There have also been intelligent, interesting stories about Ron Paul on Hacker News. For example this one ;-)
This site is vastly related to programming and startups, but other topics that are of interest and thought provoking tend to rise up as an interest.
We don't have kittens on the front page, so I consider it a victory.
This effect is probably muted on SO which is primarily technical.
What we really need is a system that works most of the time. The cost of a false negative with down-voting (losing a genuinely insightful article as off-topic etc) is simply too high, IMO.
As regards the comparison with Stack Overflow: I find it rather pointless; the sites exist to serve different purposes altogether.
Perhaps you could rethink your initial thoughts given all the comments above and provide an even more interesting analysis of how user behavior is modified by the presence of certain features... :)
But you never give any reasoning for your own disproportionate weights beyond what you personally feel is fair or seems to work. Granted, HN gives no little rationale as well, but that makes it at least as valid, having survived longer. It may be that the ideal weight for downvotes is even lower than 1/5th, or it may be that merely having downvotes at all hurts a site more than not having them.

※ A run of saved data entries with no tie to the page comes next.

PR #1400, opened 2025-01-02
Streamline lint / format scripts

### LINKED ISSUE #1399: Integrate sqlfluff steps in our scripts
When we merged #321 we added some CLI commands to support it but also ended up fragmenting the commands so devs can no longer locally fixup or lint their project in a single command.

Let's add the sqlfluff to our universal `lint` and re-introduce a singular `format` command.

This does mean that the python dependency becomes required to do any linting or formatting, but I think that decision was made already when we made the (valid!) decision to use sqlfluff in the first place.

slifty:
This PR cleans up our scripts so devs can just run `npm run format` and `npm run lint` to format and lint all types of file.

Resolves #1399


hminsky2002 (approved):
Necessary addition, thanks @slifty.

bickelj (commented):
This is better, thank you!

The message an upvote sends is "I like this and I want to see more of it". Conversely, you seem to think a downvote should say "I hate this and want to see less of it", but when the site adds them directly to upvotes, the downvote message becomes "I hate this and I think everyone who voted it up is an idiot." A site using this mechanism sends the message "We are willing to allow controversial material as long as an enthusiastic subset of users votes it up." I would expect this to encourage clique voting over time.
By contrast, the message the flag system sends is "I don't think this belongs on the site; what do you think?" It defers the decision of what belongs on the site to editors. This is more work than letting the market decide, and it probably doesn't scale as well. However, it also ensures that the market doesn't take your site in directions that you don't want to go.